# lyretail molly question



## resa (Dec 23, 2012)

I bought a male and female today and put them n my betta sorority. however I was wondering if the female got pregnant would I be able to tell


----------



## SeaKnight (May 24, 2013)

Oh yes, and to be honest, chances are, if they are of breeding, age she will become pregnant. They are livebearers so you can expect fry within 4 weeks of witnessing the mating ritual.. (appears as: male chasing/following closely the female around tank and giving her a series of nudges and/or body checks) Depending on conditions of tank, age and health of female an average of 10 to upwards of 50 fry can be produced.. Typical clutch is around 20. My last Clutch/spawn produced 16.....


----------



## resa (Dec 23, 2012)

SeaKnight said:


> Oh yes, and to be honest, chances are, if they are of breeding, age she will become pregnant.
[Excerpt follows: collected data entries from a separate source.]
PR #176, opened 2022-02-25
Allow SignatureException on ECDSA verify failure

WillChilds-Klein:
*Issue #, if available:* CryptoAlg-1021

*Description of changes:*

This commit modifies the EvpSignatureTest to allow for
`SignatureException`s to be thrown upon ECDSA verification failure (as
opposed to simply returning `false`). Before this change, a number of
tests failed due to `SignatureException`s being thrown on ECDSA
verification failure (but not RSA verification†).

A relevant difference in behavior between OpenSSL and AWS-LC is that
OpenSSL [**does not** set][1] an error code when it fails to verify an
otherwise valid ECDSA signature while [AWS-LC **does**][2] (i.e. the
signature is well-formed and uncorrupted, but it is inauthentic per the
specified public key). ~~Interestingly, AWS-LC's ancestor BoringSSL
[doesn't set an error][4] on ECDSA verification failure either.~~
AWS-LC's setting of a `BAD_SIGNATURE` error for _DSA_ verification
feailure is consistent with [AWS-LC's treatment of _RSA_ signature
verification failures][3].

When we (ACCP) see an error after attempting (non-RSA) verification, we
[throw an exception][8]. Unfortunately, because AWS-LC currently
conflates _corrupted_ and _inauthentic_ signatures under the same
`BAD_SIGNATURE` error code, we can not differentiate the cases, and thus
will never return `false` on ECDSA verification -- we'll either return
`true` if the signature is valid and authentic, else throw. The
[javadocs][9] for `Signature.verify` seem to indicate that we should
indeed return boolean `false` on verification failure. In order to do
this, we'll need to make changes to AWS-LC to either set no error code
upon verification failure or to set a distinct code which we can key off
of.

---

† A [prior commit][5] indicates that the JCA/JCE specification
stipulates that we suppress exceptions for RSA, but I was unable to find
any such stipulation in the [latest JCA docs][6] or [the javadoc for
`SignatureException`][7].

[1]: https://github.com/openssl/openssl/blob/5cbd2ea3f94aa8adec9b4486ac757d4d688e3f8c/crypto/ec/ecdsa_ossl.c#L458
[2]: https://github.com/awslabs/aws-lc/blob/main/crypto/fipsmodule/ecdsa/ecdsa.c#L194-L197
[3]: https://github.com/awslabs/aws-lc/blob/main/crypto/fipsmodule/rsa/rsa.c#L620-L621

They are livebearers so you can expect fry within 4 weeks of witnessing the mating ritual.. (appears as: male chasing/following closely the female around tank and giving her a series of nudges and/or body checks) Depending on conditions of tank, age and health of female an average of 10 to upwards of 50 fry can be produced.. Typical clutch is around 20. My last Clutch/spawn produced 16.....


Yeah he's chasing her, following her,.nudging her


----------



## resa (Dec 23, 2012)

female died unsure why. the sorority tank became overly cloudy so I took them all out and quarantining them well while quarantining them she died over night. the name was almost dead but I was able to save him


----------



## resa (Dec 23, 2012)

name= male typos grr


----------



## resa (Dec 23, 2012)

I would like to know what are proper water parameters, heating and food for my lyretail molly. and are they ok with aq salt bc I always keep that in my tanks


----------



## SeaKnight (May 24, 2013)

Mollies are Semi brackish, meaning they can live in fresh water or salty waters (not sea level amounts but close) I usually put about one to one and a quarter tablespoons per 5 gallons into their tanks..... Temp is usually set to 75-80 and the PH ranges between 7.6-7.8....Food I have live plants that I usually catch them snacking on and they also get frozen bloodworms, Mysis and Brine shrimp, as well as, Pellets about once a week...


----------



## resa (Dec 23, 2012)

i have pellets and flake food and dried bloodworms but he never comes to the top to eat at all. i have no live plants nor the means to get it right now either.


----------



## SeaKnight (May 24, 2013)

Try sticking with the pellets and maybe add some algae wafers or frozen Brine Shrimp??? See if he'll eat that...IDK??? Outside of not eating is he showing any other signs of illness??? Mollies can and do get depressed when left alone, he may be in "mourning".... If you can (provided he is showing no other signs of illness) I would suggest maybe adding a couple of females in with him.....


----------



## resa (Dec 23, 2012)

considering his female friends passed away he probably is depressed. he's been following ine of my female ct bettas around but sometimes she don't like that but I'll try some wafers


----------